Estas manifestaciones deben servir para que el presidente y todos los gobernantes regionales entiendan que los ciudadanos los eligieron para que trabajen en beneficio de las mayorías y no para sus propios bolsillos y para un pequeño grupo privilegiado (8,5 % de los colombianos) dueños del 78 % de las riquezas. Estamos refiriéndonos a la élite integrada por los banqueros nacionales y extranjeros; los terratenientes multimillonarios que evaden impuestos, los macro comerciantes, las multinacionales y los dueños de grandes medios (prensa, radio y tv.), que apoyan a los gobiernos de turno para beneficiarse con prebendas fiscales, apoyos financieros y jugosos contratos que aumentan sus ganancias y capitales en forma extraordinaria hasta el punto de que, cada año, el abismo entre ellos y los pobres, se agiganta más y más, originando el descontento social y la indignación que ha estallado en estos días y que parece se prolongará si el gobierno no recurre al diálogo y a la concertación, en vez de la represión armada y violenta. Ya se están oyendo voces -en Colombia, Estados Unidos, Europa y en varios países de América Latina-, que dicen que el responsable, si la situación se agrava, es el propio inexperto Iván Duque.

 

Desde las inmensas ciudades hasta los pueblos más pequeños se ha movilizado la gente: cansada, indignada, decidida…

 

¿QUÉ ESPERA LA CIUDADANÍA?

 

Lo que están esperando los colombianos es una cuidadosa revisión de las reformas tributaria, laboral, pensional y de salud propuestas para que no perjudiquen a la mayoría de colombianos el (91,5 %) que en estos tiempos de pandemia han visto disminuidos sus ingresos y sus posibilidades de trabajo y subsistencia.
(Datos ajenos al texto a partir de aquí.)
PR #81, opened 2026-09-11
Match `gh` as a word, so a commit message saying *high* is not a PR decision

### LINKED ISSUE #72: GH_SURFACE_ANYWHERE matches `gh` as a substring: a wrapped commit whose message says *high* is refused as a PR decision
## Parent

#36

## Context

Found by review on `dev-05`, carried over unfixed in the spec-verification
handoff of 2026-09-09 as the first of three known-open items. Every verdict
below was re-measured against the hooks as they stand on `main` at `7cb4891`.
`0` = allow, `2` = block.

This is the boundary-hook half of the defect class #69 reports in the
convention hooks: a command name matched as a substring rather than as a word.
#69 is explicitly scoped away from the boundary hooks, so this is not covered
there. It is a different mechanism from #68 — the wrapper rules never reach
`cs_split`, they read `WRAPTEXT` — so it is not covered there either.

Over-refusal only. Nothing is permitted that was not permitted before.

## What is wrong

`no-pr-decisions.sh:352`:

```sh
GH_SURFACE_ANYWHERE='gh[[:space:]]+(.*[^-A-Za-z0-9_])?(pr|release|api)([^-A-Za-z0-9_]|$)'
```

`gh` has no left boundary. Any word *ending* in `gh` satisfies it, so *high*,
*enough*, *through*, *though*, *rough*, *sigh* and *dough* are each a `gh` as
far as this rule is concerned. Once a wrapper is on the line, one of those
words followed by whitespace and, anywhere later, a delimited `pr`, `release`
or `api` is refused.

Every other token in the same expression is bounded, and each boundary is
argued for at length a few lines above it:

- the group's right edge, `([^-A-Za-z0-9_]|$)`, in this same pattern;
- `eval([^-A-Za-z0-9_]|$)` in the wrapper detector on the line that uses it;
- `release delete` against `release delete-asset`, justified as "a path word is
  matched whole";
- `rest_bases` anchoring on the field flag, justified as what "keeps `rebase`
  and `database` the words they are".

`gh` is the one token in the file that is not matched whole, and it is the only
boundary decision here that no comment defends. A deliberate asymmetry in a
file commented this heavily would have a paragraph.

## It contradicts what the suite says the rule does

`check-hooks.sh:831-833`, written directly above the wrapper ALLOW fixtures:

> The rule reaches gh's three deciding surfaces and stops there. A wrapped
> command that is none of them is answered by whatever else covers it, and by
> this file not at all.

`bash -c "git commit -m 'refactor high level api client'"` is a wrapped command
that is none of gh's three deciding surfaces, and this file answers it. That
sentence is the spec; the pattern does not implement it.

Nor is this the trade the file takes knowingly. All three parts of it
presuppose `gh` on the line — "Every wrapped `gh pr`…", "a wrapped `gh` command
that is none of the three…", "an entirely unwrapped one that merely shares a
line with a wrapper". A command with no `gh` in it at all falls outside all
three. CLAUDE.md's **Deliberately left open** names four consequences and this
is not among them. The rule currently refuses more than any document in this
repository says it refuses.

The refusal text is also false rather than merely conservative — *"A shell
wrapper does not change what the command decides, and its payload cannot be
read"* — said to a `git commit` that decides nothing. Over-refusal with a true
explanation costs one edit; over-refusal with a false one costs the edit and a
wrong belief about the command.

## Evidence

| now | fixed | command |
| --- | --- | --- |
| **2** | 0 | `bash -c "git commit -m 'refactor high level api client'"` |
| **2** | 0 | `bash -c "grep high pr.txt"` |
| **2** | 0 | `bash -c "cat sigh api.md"` |
| **2** | 0 | `bash -c "ls dough api"` |
| **2** | 0 | `bash -c "echo through pr"` |
| **2** | 0 | `bash -c "cat enough release.md"` |

The first row is the one that matters. It contains no `gh`, calls no GitHub
surface, and is the shape of an ordinary commit from inside a wrapper. The
other five are the handoff's examples, and they are contrived enough that the
finding reads as a curiosity when they are the whole of it.

Controls, unchanged in both directions:

| now | fixed | command |
| --- | --- | --- |
| 0 | 0 | `bash -c "make test"` |
| 0 | 0 | `bash -c "gh issue list"` |
| 2 | 2 | `bash -c "gh pr merge 5"` |
| 2 | 2 | `bash -c "gh pr view 5"` |
| 2 | 2 | `bash -c "./gh pr merge 5"` |
| 2 | 2 | `bash -c "/usr/bin/gh pr merge 5"` |
| 2 | 2 | `bash -c "gh release create v1"` |
| 2 | 2 | `eval "gh pr merge 5"` |
| 2 | 2 | `bash -c "make test" && gh pr view 5` |

## Solution

Give `gh` the left boundary every other token here already has:

```sh
GH_SURFACE_ANYWHERE='(^|[^-A-Za-z0-9_])gh[[:space:]]+(.*[^-A-Za-z0-9_])?(pr|release|api)([^-A-Za-z0-9_]|$)'
```

The pattern is only ever used under `grep -qE` as a boolean, so consuming the
boundary character costs nothing.

### The narrowing this accepts, which the handoff did not record

The character class excludes `-` and `_`, consistent with the rest of the file,
so a command whose *name* ends in `gh` behind one of those stops matching:

| now | fixed | command |
| --- | --- | --- |
| 2 | **0** | `bash -c "my-gh pr merge 5"` |
| 2 | **0** | `bash -c "my_gh pr merge 5"` |

There is a second, subtler one. A literal `\n` escape puts a word character
immediately before `gh`, so a line that spells `printf '…\ngh pr review
--approve …'` stops matching. That is the single verdict the fix changes across
the whole measured corpus below, and it is a loosening rather than the false
refusal it was counted as.

Both are evasion shapes, not mistakes, and `./gh` and `/usr/bin/gh` still
refuse. Accepted under "these stop mistakes, not adversaries" — but stated here
rather than left for a later review to find.

### Checks are owed either way

The fix reddens nothing. That is not an argument against it — the justification
is the false refusal, which exists without the suite. What it establishes is
that **the suite has a hole in the permitting direction**, while CLAUDE.md
claims `check-hooks.sh` "checks the boundary in both directions".

The only ALLOW fixture guarding this path is `check-hooks.sh:836`,
`bash -c "make test"` — a command with no `gh`-ending word and no trigger
token, which cannot trip the pattern under any regex. Its two neighbours are
`gh issue close` and `gh issue list`, which exercise the subcommand dimension,
not this one. One better fixture would have caught this a review ago.

So:

- **If the fix lands**, add `ALLOW bash -c "git commit -m 'high level api client'"`
  and `BLOCK bash -c "./gh pr merge 5"`, pinning the behaviour in both
  directions, plus a row for the `-`/`_` narrowing.
- **If it does not**, the trade comment above `GH_SURFACE_ANYWHERE` and
  CLAUDE.md's **Deliberately left open** list need a fifth entry saying that a
  wrapped command containing no `gh` at all is refused when its prose happens
  to carry one of these words. Doing nothing and documenting nothing is the one
  option the repository's own stopping rule does not allow — a rule that
  refuses more than its comment says is a stale docstring, which this repo
  counts as a defect.

## Severity, measured

Low. Real, but not urgent, and it blocks nothing.

Against 7,621 real `Bash` commands taken from the local session transcripts of
this repository and every other project on this machine: 66 were
wrapper-detected, and the fix changes the verdict on exactly **1** — the
`printf '…\ngh pr review --approve…'` line described above, which is a
narrowing rather than a false refusal repaired.

The full suite was run twice, once unmodified and once against a throwaway
clone carrying only this one-line change, and every verdict line diffed:
**identical, 594 ok / 1 FAIL both times.**

Two numbers from the handoff to restate while this is open:

- the suite is **595 checks, not 550**;
- it is **not green on `main` today**. `the extracted section is the boundary
  section` fails, unrelated to this — it is the CLAUDE.md section-extraction
  check, and is the same class of claim #63 closed. Worth its own issue if it
  is not already someone's.

"Passes all 550 checks" should therefore be read as "changes no verdict in the
595-check suite, which has one pre-existing unrelated failure".

bgunyel:
Fixes the over-refusal reported in #72: `GH_SURFACE_ANYWHERE` matched `gh` as a
substring, so any word *ending* in gh was a gh.

## The rule

```diff
-GH_SURFACE_ANYWHERE='gh[[:space:]]+(.*[^-A-Za-z0-9_])?(pr|release|api)([^-A-Za-z0-9_]|$)'
+GH_SURFACE_ANYWHERE='(^|[^-A-Za-z0-9_])gh[[:space:]]+(.*[^-A-Za-z0-9_])?(pr|release|api)([^-A-Za-z0-9_]|$)'
```

The boundary is the one every other token in the file already has, each argued
for a few lines away — the group's own right edge, `eval` in the wrapper
detector, `release delete` against `release delete-asset`, `rest_bases`
anchoring on its field flag. `gh` was the only boundary decision here that no
comment defended. The pattern has one definition and one use, under `grep -qE`
as a boolean, so consuming the boundary character costs nothing.

Over-refusal only. Nothing is permitted that was not permitted before, except
the three evasion shapes recorded below.

## Why it mattered

`bash -c "git commit -m 'refactor high level api client'"` names no gh, calls no
GitHub surface, and decides nothing — and was refused as a PR decision, with a
reason that was false rather than merely conservative: *"A shell wrapper does
not change what the command decides, and its payload cannot be read."*

It was outside every trade this repository has written down. All three parts of
the trade comment presuppose a `gh` on the line, and CLAUDE.md's **Deliberately
left open** list names no such consequence. `check-hooks.sh` states the spec
directly — *"The rule reaches gh's three deciding surfaces and stops there"* —
and the pattern did not implement it.

## Measured

| | before | after |
|---|---|---|
| the 6 evidence rows in #72 | BLOCK | **ALLOW** |
| the 9 control rows in #72 | unchanged | unchanged |
| `./gh`, `/usr/bin/gh` | BLOCK | BLOCK |

## The trade this accepts, recorded rather than left to be found

Three shapes stop matching, with **two different causes** — kept apart in the
comment because only one is a choice this file made:

- The boundary **existing** narrows a literal `\n` escape written immediately
  before gh (the preceding character is then `n`). This is the single verdict
  the fix changes across the 7,621-command corpus #72 sampled, and it follows
  from having a boundary at all rather than from which one — measured against
  both candidate classes, which agree.
- The class **excluding** `-` and `_`, as the rest of the file does, separately
  narrows `my-gh pr merge 5` and `my_gh pr merge 5`.

All are evasion shapes, not mistakes; `./gh` and `/usr/bin/gh` still refuse.
Accepted under *"these stop mistakes, not adversaries"*.

## Checks — 11 rows, because the suite had a hole in the permitting direction

CLAUDE.md claims `check-hooks.sh` "checks the boundary in both directions". The
only ALLOW guarding this path was `bash -c "make test"`, which carries neither a
gh-ending word nor a trigger token and so could not have tripped the pattern
under any regex. The new rows pin all three directions: the 6 false refusals,
the 2 path spellings that must still refuse, and the 3 shapes the boundary gives
up.

**Mutation-tested three ways** — the repo's rule is that no fix lands without a
check that fails without it:

| mutation | rows failed | of which new |
|---|---|---|
| restore the defect (no left boundary) | 9 | **9** |
| left *anchor* `(^\|[[:space:]])` instead of a class | 33 | 2 (`./gh`, `/usr/bin/gh`) |
| class widened to admit `-` and `_` | 2 | **2** — invisible to the suite as it stood |

The third mutation is the one that matters: without the new rows nothing in the
suite would have noticed it.

## Review

Both axes of `/code-review` ran. Spec: no findings. Standards: three findings,
all about what the new comments claimed rather than about the rule — a cause
mis-attributed, a "pinned in both directions" that covered two of three shapes,
and a comment pointing at its subject by line count. All three fixed in 698de8f;
the third was fixed by adding the missing row rather than by narrowing the
claim.

## State

- `bash .claude/hooks/check-hooks.sh` — **629 checks, all pass.** The failure #72
  records as pre-existing on `main` is already gone on `dev-05` (8b14525).
- `make test` — 586 passed, 5 recorded xfails.
- **No CLAUDE.md change is owed.** The "if the fix does not land" branch of #72
  asked for a new **Deliberately left open** entry; the fix landed. The fix also
  makes CLAUDE.md's existing "the `pr|release|api` group after a `gh`" true,
  where before it was not.
- No dev-log entry, matching the directly comparable hook PR (#76 / 8b14525).

Refs #72

https://claude.ai/code/session_01DuX7jC6CXMC8SB2PHC1oWb

### DIFF
--- a/.claude/hooks/check-hooks.sh
+++ b/.claude/hooks/check-hooks.sh
@@ -931,6 +931,46 @@ check no-pr-decisions.sh ALLOW 'bash -c gh issue close'      'bash -c "gh issue 
 check no-pr-decisions.sh ALLOW 'bash -c gh issue list'       'bash -c "gh issue list"'
 check no-pr-decisions.sh ALLOW 'bash -c an ordinary command' 'bash -c "make test"'
 
+echo "=== REGRESSION: #72, gh is a word here and not a suffix ==="
+# The sentence three lines above is the spec, and the pattern did not implement
+# it. `gh` was the one token in this file matched unbounded on its left, so any
+# word ENDING in gh satisfied it -- high, enough, through, sigh, dough -- and
+# once a wrapper was on the line, one of those followed by a delimited pr,
+# release or api anywhere later was refused. The first row is the one that
+# matters: it names no gh, calls no GitHub surface, and is the shape of an
+# ordinary commit from inside a wrapper. It was refused with a reason that was
+# false rather than merely conservative -- "a shell wrapper does not change what
+# the command decides" said to a commit that decides nothing.
+#
+# The ALLOW directly above was the only fixture guarding this path, and it
+# carries neither a gh-ending word nor a trigger token, so no regex could have
+# tripped it; its two neighbours exercise the subcommand dimension, not this
+# one. That is the hole this section fills. Measured before the one-line fix:
+# every ALLOW below was BLOCK.
+check no-pr-decisions.sh ALLOW 'bash -c a commit message saying high' \
+  "bash -c \"git commit -m 'refactor high level api client'\""
+check no-pr-decisions.sh ALLOW 'bash -c grep high pr.txt'      'bash -c "grep high pr.txt"'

Una forma alterna para no desangrar a la clase trabajadora con nuevos impuestos sería la de conseguir recursos para reducir el hueco fiscal, bajando los gastos del gobierno y recortando las billonarias nóminas de la burocracia en el congreso, ministerios, departamentos y municipios, estableciendo un equilibro entre el gasto público y los ingresos fiscales, como lo hicieron, con buenos resultados, en Chile que tenía una deuda pública de 32% del PIB al cerrar 2020. Eso mismo se debería hacer en Colombia, con alta prioridad, ya que aquí la deuda subió a 60% del PIB, y el gobierno siguió gastando en publicidad desmedida, en costosos helicópteros, en carros con blindaje y en los aviones de combate Lockheed que tiene negociados, y que costarán la astronómica cifra de US $ 4,500. 000.000 (cuatro mil quinientos millones de dólares), que bien se podrían aplicar para paliar la crisis económica. ¿No les parece de elemental sentido común?

Estas consideraciones también deben reflexionarlas los congresistas antes de cometer el grave error de apoyar esos gastos y esas reformas que van en detrimento de la economía del país y, por ende, de todos los ciudadanos. Si las apoyan, demostrarán que no son sus legítimos representantes y voceros, arriesgándose a no volver a ser elegidos. Así mismo, los políticos aspirantes, en las próximas elecciones, a alcaldías, gobernaciones y presidencia de la República, también deben comprender que la gente empieza a abrir los ojos y a no “tragar entero” (gracias a la divulgación masiva de información y noticias en las redes sociales), y comienzan a reconocer a los lobos que suelen disfrazarse de pacíficas ovejas, animalitos que se santiguan, tocan guitarra, sonríen en las entrevistas, muestran cara de “yo no fui”, prometen y no cumplen. También deben entender que el pueblo que (“somos todos los que no estamos en el gobierno”), ha ido aprendiendo a reconocer a los mentirosos y manipuladores que, en campañas electorales dicen que no subirán impuestos, que la educación y la salud serán gratuitas, que aman la paz, que fomentarán el empleo…, pero que tan pronto son elegidos y adquieren poder, se les hincha el pecho de vanidad, prepotencia y cinismo, y entonces, dejan de ponerse la mano en el pecho, y cuando la gente no los ve, reniegan y vociferan antes de dar la orden de silenciar a quienes les cantan la verdad y protestan por sus erróneas actuaciones.

 

Todos los políticos, gobernantes y ciudadanos debemos recordar que los verdaderos cambios siempre llegan empujados por el pueblo en ejercicio de la democracia, como lo advirtió Anselmo Pérez-Sierra a su amigo Genarius, el personaje central del relato “El demócrata”, y como lo sentenció Abrahan Lincoln cuando dijo: “La democracia es el gobierno del pueblo, por el pueblo y para el pueblo”.